OMG, it_ is_ one!!! I didn't recognise it at first. I remember seeing one at a friend's house when I was a kid. The front drops down to access the radio and the apparatus on top is indeed a record deck. The speakers are or were in the side panels, if I recall correctly. No woofers and tweeters when _that_ was made!!!


----------



## RichardB (Jan 8, 2009)

Maybe the drop-down bit is the big speaker and it isn't supposed to drop down.


----------



## RichardB (Jan 8, 2009)

Ah, slow posting again.


----------



## Earth Worm Jim (Jan 8, 2009)

Reminds me of some of the student accommodation when I was a uni. Still cool though.


----------



## Potter (Jan 10, 2009)

Oh man, that is amazing!

Yep, that's a radiogram. The front bit drops down, and the radio is on top of that.


----------



## Gazmat (Jan 10, 2009)

That really is something. Ode to clean it up to its former glory (If it ever had any glory). Some stuff restored there would be nice surly!


----------



## Potter (Jan 10, 2009)

Be nice to restore that radiogram.


----------



## RichardB (Jan 11, 2009)

These pictures were taken in 2001 when the house was being renovated so I imagine all that stuff is long gone.


----------



## The Pirate (Jan 12, 2009)

I lived in some bedsits in derby that wern`t much better than that in my yoof...But the wallpaper in Derby was nicer 

Great post thanx


----------



## slidingloopz (Jan 14, 2009)

Random said:


> Wow! 10 Rillington Place!



Heavens no! 10 Rillington Place looked far more luxurious than this...


----------



## slidingloopz (Jan 14, 2009)

Eugh! Those pickled eggs must be the oldest foodstuff found urban exploring ever. I thought it was bad at West Park where there was a fridgle load of custart creams. I can remeber someone actually eating one to see if they were, ahem, alright.


----------



## Dirus_Strictus (Jan 14, 2009)

ricasso said:


> arnt these known generally as "Yorkshire fittings" ?
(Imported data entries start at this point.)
Issue #50, opened 2023-05-23
[native_assets_cli] build_mode


dcharkes:
We should support a build mode (`debug`, `release`) that can be passed in by the launcher (Flutter/DartSDK).

CMake equivalent: [build_type](https://cmake.org/cmake/help/latest/variable/CMAKE_BUILD_TYPE.html)
Rust equivalent: [profile](https://doc.rust-lang.org/cargo/reference/profiles.html)

dcharkes:
> Typical values include Debug, Release, RelWithDebInfo and MinSizeRel, but custom build types can also be defined.

https://cmake.org/cmake/help/latest/variable/CMAKE_BUILD_TYPE.html

> Cargo has 4 built-in profiles: dev, release, test, and bench. In addition to the built-in profiles, custom user-defined profiles can also be specified.

https://doc.rust-lang.org/cargo/reference/profiles.html

> A brand new Xcode project defines two build configurations, Debug and Release.

https://cocoacasts.com/tips-and-tricks-managing-build-configurations-in-xocde

Gradle has debug and release.

https://developer.android.com/build/building-cmdline#DebugMode

> Visual Studio projects have separate release and debug configurations for your program. 

https://learn.microsoft.com/en-us/visualstudio/debugger/how-to-set-debug-and-release-configurations?view=vs-2022

I believe the Dart SDK is only available in release mode (unless built manually), and consequently so are `dart`, `dartaotruntime` and the products of `dart compile`. (Manually built, we have debug/release/profile.)

> Use [debug](https://docs.flutter.dev/testing/build-modes#debug) mode during development, when you want to use [hot reload](https://docs.flutter.dev/tools/hot-reload).
> Use [profile](https://docs.flutter.dev/testing/build-modes#profile) mode when you want to analyze performance.
> Use [release](https://docs.flutter.dev/testing/build-modes#release) mode when you are ready to release your app.

https://docs.flutter.dev/testing/build-modes

We could make the config for `build_mode` either an open-ended string, or a prefined set of strings (or enum). An open-ended string only is useful if launchers/embedders provide end-users a way to set them. If the launchers do not provide such option, the only values the CLI invocations will ever see are the ones set by the launchers.

We can always opt to open up to arbitrary build_mode names later, so let's start with a closed set.

Proposed set:

* debug (typically has symbols, possibly logging, etc.)
* release (stripped, no asserts, etc.)

[...]

PR #60, opened 2023-06-07
Build-mode

dcharkes:
Introduces `BuildMode` with `release` and `debug` values.

This is not an enum, but a collection with two opaque objects. (Similar to `Target`.) This way adding more values later will not be a breaking change.

Package c_compiler picks up the configuration and sets either the `DEBUG` or `RELEASE` macro to `1`.

We should probably do the mapping from `BuildMode` to defines in `build.dart` files, because it might be project specific. The defines should be added to the `CBuilder` constructors or `run` function.

Bug:

* https://github.com/dart-lang/native/issues/50


dcharkes:
(new commits are not showing up somehow)

Issue #61, opened 2023-06-07
[native_toolchain_c] Add defines to API


dcharkes:
It's likely users compiling C code would like to set some defines.

These should be passed to the `CBuilder` constructor or `run` method.

This would enable package-specific mapping from `BuildMode` to defines. (https://github.com/dart-lang/native/pull/60 currently hardcodes `RELEASE=1` and `DEBUG=1`.)

PR #62, opened 2023-06-07
Build mode

dcharkes:
Introduces `BuildMode` with `release` and `debug` values.

This is not an enum, but a collection with two opaque objects. (Similar to `Target`.) This way adding more values later will not be a breaking change.

BuildMode is required, this means that launchers will have to set it. (Currently, dart has no concept of build modes, we will have to default to `release` for now and add some logic to `dart run` and `dart build` later.) Since it is required, we will have to do a manual roll into the Dart SDK where we start passing `BuildMode.release` to the new required argument.

Package c_compiler picks up the configuration and sets either the `DEBUG` or `RELEASE` macro to `1`.

We should probably do the mapping from `BuildMode` to defines in `build.dart` files, because it might be project specific. The defines should be added to the `CBuilder` constructors or `run` function. (Filed https://github.com/dart-lang/native/issues/61 to track this.)

Bug:

* https://github.com/dart-lang/native/issues/50

### DIFF
--- a/pkgs/c_compiler/lib/src/cbuilder/run_cbuilder.dart
+++ b/pkgs/c_compiler/lib/src/cbuilder/run_cbuilder.dart
@@ -179,7 +179,7 @@ class RunCBuilder {
         // should probably be configurable. That way, the mapping from
         // build_mode to defines can be defined in a project-dependent way in
         // each project build.dart.
-        '/D${buildConfig.buildMode.name.toUpperCase()}=1',
+        '/D${buildConfig.buildMode.name.toUpperCase()}',
         if (executable != null) ...[
           ...sources.map((e) => e.toFilePath()),
           '/link',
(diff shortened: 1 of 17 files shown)


pkgs/c_compiler/lib/src/cbuilder/run_cbuilder.dart
```diff
@@ -136,6 +136,11 @@ class RunCBuilder {
           '-o',
           outDir.resolve('out.o').toFilePath(),
         ],
+        // TODO(https://github.com/dart-lang/native/issues/50): The defines
+        // should probably be configurable. That way, the mapping from
+        // build_mode to defines can be defined in a project-dependent way in
+        // each project build.dart.
+        '-D${buildConfig.buildMode.name.toUpperCase()}=1'
```
HosseinYousefi, line 143: This has `=1` and the other place doesn't. Is this on purpose?

HosseinYousefi (approved):
LGTM w 1 comment. Thanks @dcharkes.

PR #1788, opened 2024-12-06
[native_assets_builder] Remove dry run

dcharkes:
⬇️ 
🗑️ 

Bug: https://github.com/dart-lang/native/issues/1485

Removes the dry run logic from `native_assets_builder`.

Bit late in the reply department. No 'Yorkshire Fittings" are the copper self soldering ones - clean pipes with abrasive pad, apply flux paste, assemble joint and then heat until solder appears at ends of fitting. They were originally produced by Yorkshire Imperial Metal Company I believe, but there a now many clones available.


----------



## Silhouette (Jan 14, 2009)

Sausage said:


> Hey that's my old house! - only joking.
> 
> It's weird though to think that not so long ago this was more or less the standard for residential properties. I have memories of our old kitchen when I was a kid and to be honest it looked a bit like this but without the clutter. The sink and everything else was the same.


I grew up in a 'terrace' and the kitchen was _very_ similar (though slightly cleaner ).


----------